PR #95, opened 2019-10-04
Fix RSVP logic and remove rsvps field from RSVP model

whuang7000:
RSVP logic wasn't working properly, I removed the "rsvps" field from the RSVP model because it is an unreliable way to check the number of rsvps. Instead, I just used the length of the foreignkey queryset. Also added a null check to rsvp_limit in the logic.


hknweb/events/views.py
```diff
@@ -33,8 +33,9 @@ def rsvp(request, id):
         raise Http404()
 
     event = Event.objects.get(pk=id)
-    if request.user.is_authenticated and event.rsvps < event.rsvp_limit:
-        event.rsvps = F("rsvps") + 1
+    rsvps = len(event.rsvp_set.all())
```
jameslzhu: Try `event.rsvp_set.count()` instead?
https://docs.djangoproject.com/en/2.2/ref/models/querysets/#django.db.models.query.QuerySet.count

hknweb/events/views.py
```diff
@@ -33,8 +33,9 @@ def rsvp(request, id):
...
+
+    if request.user.is_authenticated or not event.rsvp_limit and rsvps < event.rsvp_limit:
```
jameslzhu: extraordinarily ambiguous (operator precedence), pls parenthesize

hknweb/events/views.py
```diff
@@ -47,9 +48,7 @@ def unrsvp(request, id):
         raise Http404()
 
     event = Event.objects.get(pk=id)
-    if request.user.is_authenticated and event.rsvps < event.rsvp_limit:
-        #check if rsvp for this event and this user already exists; if false, then set true
-        event.rsvps = F("rsvps") - 1
+    if request.user.is_authenticated:
         Rsvp.objects.get(user=request.user, event=event).delete()
```
jameslzhu: This will throw a [`Model.DoesNotExist` error](https://docs.djangoproject.com/en/2.2/ref/models/instances/#django.db.models.Model.DoesNotExist) if the Rsvp object does not exist; perhaps handle this exception?

PR #99, opened 2019-10-04
Fixed event creation and authentication

chevin-ken:


hknweb/events/views.py
```diff
@@ -1,20 +1,22 @@
...
 from hknweb.models import Profile
 
 def index(request):
     events = Event.objects.order_by('-start_time')
+    
     context = {
         'events': events,
     }
-    return render(request, 'events/index.html', context)
+    return render(request, 'events/index.html', context, RequestContext(request, context))
```
jameslzhu: eh. probably `RequestContext(request, {})`?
====
■ **What is needed**
Check each line of these records for the string "djangoproject" and state only how many lines have it.

■ **Task result**
2